Finite element analysis of the shear capacity of stainless-steel screw connections

Abstract

Stainless-steel has been widely applied in engineering for its good corrosion resistance and low life-cycle cost. The use of screws in the thin sheet has the advantages of simple construction and tight connection, so it is widely used in open-air maintenance systems. However, the mechanical performance of stainless-steel screw connections is quite different from that of carbon steel due to the material difference, which needs further research. In this paper, finite element method was carried out to simulate the shear performance of the stainless-steel screw connections. The simulated failure modes were consistent with the experimental results, the simulated load–displacement curves were close to the experimental results, and the difference was within 10%. A variety of parametric studies utilizing the finite element method (FEM) had been performed on the shear capacity of stainless-steel screw connections, which included sheet thickness, spacing and connecting length. Results shown that the connecting length was the main factor affecting the shear capacity of the stainless-steel screw connections. For equal-thickness connection (t1 = t2 = 1.5 mm, 2.0 mm, 3.0 mm), when the connecting length was within 6d-60d, the shear capacity increased linearly with the increase of the connecting length.

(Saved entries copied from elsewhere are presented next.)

PR #5610, opened 2024-06-10
fix(install): simplify kustomize procedure

### LINKED ISSUE #4528: Kustomize installation does not work
The kustomize installation described on https://camel.apache.org/camel-k/1.12.x/installation/advanced/kustomize.html does not work

```
➜  install git:(main) ✗ kubectl apply -k setup-cluster
error: accumulating resources: accumulation err='accumulating resources from '../config/rbac/user-cluster-role.yaml': security; file '/home/jbouska/git/camel-k/install/config/rbac/user-cluster-role.yaml' is not in or below '/home/jbouska/git/camel-k/install/setup-cluster'': must build at directory: '/home/jbouska/git/camel-k/install/config/rbac/user-cluster-role.yaml': file is not directory

➜  install git:(main) ✗ kustomize build setup-cluster
Error: accumulating resources: accumulation err='accumulating resources from '../config/rbac/user-cluster-role.yaml': security; file '/home/jbouska/git/camel-k/install/config/rbac/user-cluster-role.yaml' is not in or below '/home/jbouska/git/camel-k/install/setup-cluster'': got file 'user-cluster-role.yaml', but '/home/jbouska/git/camel-k/install/config/rbac/user-cluster-role.yaml' must be a directory to be a root
```

squakez:
This PR aims to provide a simplified approach to the Kustomize. Thanks (to @gansheer) to the work done so far to identify exactly all resources during installation, it is now relatively easy to create a base and an overlay directory that we can use as a base for any user to extend according to their specific needs. This is also quite easy as it provides a set of sensible configuration we can use in our test or documentation.

We can remove the `make` which was an attempt to provide a ui on top of something that is probably thought to be customized on source directly by the final users.

If this gets merged, we can work on additional overlays (ie, openshift) as a follow up activity.

Closes #4528 

**Release Note**
```release-note
fix(install): simplify kustomize procedure
```


oscerd (approved):

docs/modules/ROOT/pages/installation/uninstalling.adoc
```diff
@@ -12,11 +15,66 @@ This will uninstall all Camel K resources along with the operator from the clust
...
+
+[[verify]]
+== Verify your cluster
+
 To verify that all resources have been removed you can use the following command:
 
 [source]
 ----
-kubectl get all,pvc,configmap,rolebindings,clusterrolebindings,secrets,sa,roles,clusterroles,crd -l 'app=camel-k'
+kubectl get all,configmap,rolebindings,clusterrolebindings,secrets,sa,roles,clusterroles,crd -l 'app=camel-k'
```
gansheer, line 77: This command is missing integrationplatform.

gansheer (changes requested):
This is a very good first simplified version !
I put some comments on the commands I tested for a global kubernetes installation.

docs/modules/ROOT/pages/installation/installation.adoc
```diff
@@ -93,20 +50,35 @@ $ kubectl create -f https://operatorhub.io/install/camel-k.yaml
...
+$ cd install/overlays
+```
+
+In this directory you may find a series of default configuration for Kubernetes, Openshift and any other sensible profile. For Kubernetes, you can see we have prepared a `descoped` configuration and a `namespaced` which are installing the operator globally or in a specific namespace.
 
 ```
-$ helm repo add camel-k https://apache.github.io/camel-k/charts/
-$ helm install my-camel-k camel-k/camel-k
+# Change the registry address (edit the file for more configuration if required)
+$ sed -i 's/namespace: .*/namespace: my-registry-host.io/' kubernetes/descoped/integration-platform.yaml
```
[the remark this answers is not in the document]
squakez: yes, definetely a typo. Fixing it, thanks.

install/overlays/kubernetes/namespaced/kustomization.yaml
```diff
@@ -14,17 +14,21 @@
...
-# * patch-integration-platform.yaml
-# customizes the integration platform custom resource
-# Edit the patch manually to add required configuration
-#
 resources:
-- ../config/samples/bases/camel_v1_integrationplatform.yaml
+- ../../../base
+- ../../../base/config/rbac/namespaced
+
+namespace: default
```
gansheer, line 24: I wonder if it is a good thing to have different default namespaces for the `descoped`  (camel-k) and the `namespaced` (default) overlays.
It might be confusing when we say to create the `camel-k` namespace in the documentation.

squakez: The goal is to have a clear differentiation between a global operator and a namespaced one. The global will have its own namespace and later, when the user run an Integration it goes by default to the default namespace. In a namespaced installation (which we need to figure out if makes sense to keep supporting) we install in the default namespace by default when the user install in that way.

gansheer (approved):

install/overlays/kubernetes/namespaced/kustomization.yaml
gansheer: I see the idea, it might be a good idea to add some documentation on this or explain that the commands given in the documentation is oriented for `descoped` installation.

gansheer:
Another thing to report is that on `descoped` installation the rolebindings referenced directly on `camel-k/install/base/config/rbac/kustomization.yaml` still contains `placeholder` value :
```
subjects:
- kind: ServiceAccount
  name: camel-k-operator
  namespace: placeholder
```
The rolebindings from `camel-k/install/base/config/rbac/descoped/kustomization.yaml` are good since you removed the `namespace: placeholder` line in the `subjects` declaration.

I remember when I stumbled on it that there is some kind of [hack from kustomize code](https://github.com/kubernetes-sigs/kustomize/blob/master/api/filters/namespace/namespace.go#L108) that make it replace with the given namespace if the value in the yaml is `default`.

squakez:
> Another thing to report is that on `descoped` installation the rolebindings referenced directly on `camel-k/install/base/config/rbac/kustomization.yaml` still contains `placeholder` value :

Yeah, I've noticed that at well, the change will be included with next commit. I think those values where required and replaced by the make UI that was developed on top of Kustomize and which this PR is removing.

install/overlays/kubernetes/namespaced/kustomization.yaml
squakez: Yeah, we need to change entirely the documentation to focus more on the global installation.

PR #5622, opened 2024-06-12
Revisit final operator install message

tdiesler:
Simple change that removes the unwanted double space in front of '(global mode)'. i.e. we now have

```
Camel K installed in namespace default (global mode)
Camel K installed in namespace default via OLM subscription (global mode)
```


squakez (approved):
LGTM. However, it may not be a worth doing any important work on CLI, given we're thinking to deprecate it.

For unequal-thickness connection (t1 = 1.5 mm, t2 = 2.0 mm/t1 = 2.0 mm, t2 = 3.0 mm/t1 = 2.0 mm, t2 = 5.0 mm), when the connecting length was within 6d-45d, the shear capacity increased linearly with the increase of the connecting length. However, when the connecting length was within 45d-60d, the end screw occurred shear failure first, its shear capacity almost no longer increased. The change of screw spacing and the sheet thickness had few effect on the shear capacity. Based on reliability research, the resistance factor and design strength were proposed. For shear failure,γR=1.273, fvb=275MPa, and for bearing failure, γR=1.306, fvb=315MPa.